On May 25, 2010, Cal State San Marcos hired Saia as its inaugural men's basketball head coach. The program's first season was in 2011–12, in which Cal State San Marcos competed in the NAIA level and advanced to the Association of Independent Institutions (AII) title game. In the 2012-13 season, Saia led Cal State San Marcos to its first appearance in the NAIA Tournament. Cal State San Marcos later had two straight seasons with 30 or more wins in 2013–14 and 2014–15, and Saia won AII Coach of the Year honors both seasons. Saia coached at Cal State San Marcos through the 2015–16 season, its first in the NCAA Division II level and California Collegiate Athletic Association and in which the team finished 15–12.
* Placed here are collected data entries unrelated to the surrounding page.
PR #140, opened 2026-07-02
feat(terminal): add WebGL renderer toggle in settings

kvncrw:
Adds a 'WebGL Renderer' toggle to Settings > Appearance (desktop). WebGL stays on by default; users can turn it off to force the DOM renderer when they hit GPU glitches, without needing the ?nowebgl URL param. Explicit opt-in (or ?webgl=force) clears a stale auto-fallback marker. Mobile skip and the long-task auto-fallback safety net are unchanged.

The device/param/sticky/pref interaction is factored into a pure, unit-tested shouldSkipWebGL() helper in constants.js.

### DIFF
--- a/.changeset/webgl-renderer-toggle.md
+++ b/.changeset/webgl-renderer-toggle.md
@@ -1,0 +1,5 @@
+---
+"aicodeman": patch
+---
+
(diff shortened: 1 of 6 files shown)


Ark0N:
Merged — thank you @kvncrw, and welcome as a first-time contributor! 🎉 The WebGL toggle is genuinely useful for GPU-glitchy setups. Two notes: (1) your org fork (crawlsys) rejects maintainer pushes, so we merged locally with the review fixes included — the PR shows as merged via the master merge commit; (2) the review commit makes the setting per-device (renderer choice is GPU-specific, and the strict settings schema would otherwise have 400'd every save) and preserves the sticky auto-fallback marker unless the user explicitly re-enables. Hope to see more from you!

Cal State Los Angeles hired Saia as head coach on June 6, 2016.

==Head coaching record==

===Junior college===

Statistics overview
Season: Team; Overall; Conference; Standing; Postseason
Columbia Claim Jumpers (Central Valley Conference) (1994–1995)
1994–95: Columbia (CA); 31–5; ?; 1st; CCCAA Tournament
1995–96: Columbia (CA); 30–5; ?; 1st; CCCAA Final Eight
Columbia (CA):: 61–10 (.859); 25–3(.893)
Total:: 61–10 (.859)
National champion Postseason invitational champion Conference regular season champion Conference regular season and conference tournament champion Division regular season champion Division regular season and conference tournament champion Conference tournament champion

===College===

| # Henry Bibby fired midseason. Jim Saia finished season as interim head coach. |

Statistics overview
| Season | Team | Overall | Conference | Standing | Postseason |
USC Trojans (Pacific-10 Conference) (2004–2005)
| 2004–05 | USC # | 10–15 | 5–13 | 10th |  |
| USC: |  | 10–15 (.400) | 5–13 (.278) |  |  |  |  |  |
Fresno Pacific Sunbirds (Golden State Athletic Conference) (2007–2010)
| 2007–08 | Fresno Pacific | 19–12 | 10–10 | 6th |  |
| 2008–09 | Fresno Pacific | 26–8 | 18–2 | 1st | NAIA First Round |
| 2009–10 | Fresno Pacific | 25–9 | 13–7 | 4th | NAIA Second Round |
| Fresno Pacific: |  | 70–29 (.707) | 41–19 (.683) |  |  |  |  |  |
Cal State San Marcos Cougars (NAIA independent) (2011–2015)
| 2011–12 | Cal State San Marcos | 19–12 |  |  |  |
| 2012–13 | Cal State San Marcos | 23–7 |  |  | NAIA First Round |
| 2013–14 | Cal State San Marcos | 32–2 |  |  | NAIA Quarterfinals |
| 2014–15 | Cal State San Marcos | 30–4 |  |  | NAIA Quarterfinals |
Cal State San Marcos Cougars (California Collegiate Athletic Association) (2015–2016)
| 2015–16 | Cal State San Marcos | 15–12 | 11–9 | 6th |  |
| Cal State San Marcos: |  | 119–37 (.763) | 11–9 (.550) |  |  |  |  |  |
Cal State LA Golden Eagles (California Collegiate Athletic Association) (2016–present)
| 2016–17 | Cal State LA | 14–16 | 9–11 | 8th |  |
| 2017–18 | Cal State LA | 13–16 | 9–13 | 9th |  |
| 2018–19 | Cal State LA | 18–12 | 13–9 | 8th |  |
| 2019–20 | Cal State LA | 13–16 | 8–14 | 8th |  |
| 2020–21 | Cal State LA | 0–0 | 0–0 |  |  |
| 2021–22 | Cal State LA | 7–14 | 4–11 | 10th |  |
| 2022–23 | Cal State LA | 11–17 | 8–14 | T–9th |  |
| Cal State LA: |  | 76–91 (.455) | 51–72 (.415) |  |  |  |  |  |
| Total: |  | 275–172 (.615) |  |  |  |  |  |  |  |
National champion Postseason invitational champion Conference regular season champion Conference regular season and conference tournament champion Division regular season champion Division regular season and conference tournament champion Conference tournament champion

==Personal==
Saia and his wife, Stacey, have three daughters and a son.

Saia is close friends with Steve Lavin, having played on the same team with him at Sir Francis Drake High School and Chapman University, and served as an assistant coach when Lavin was UCLA's head coach.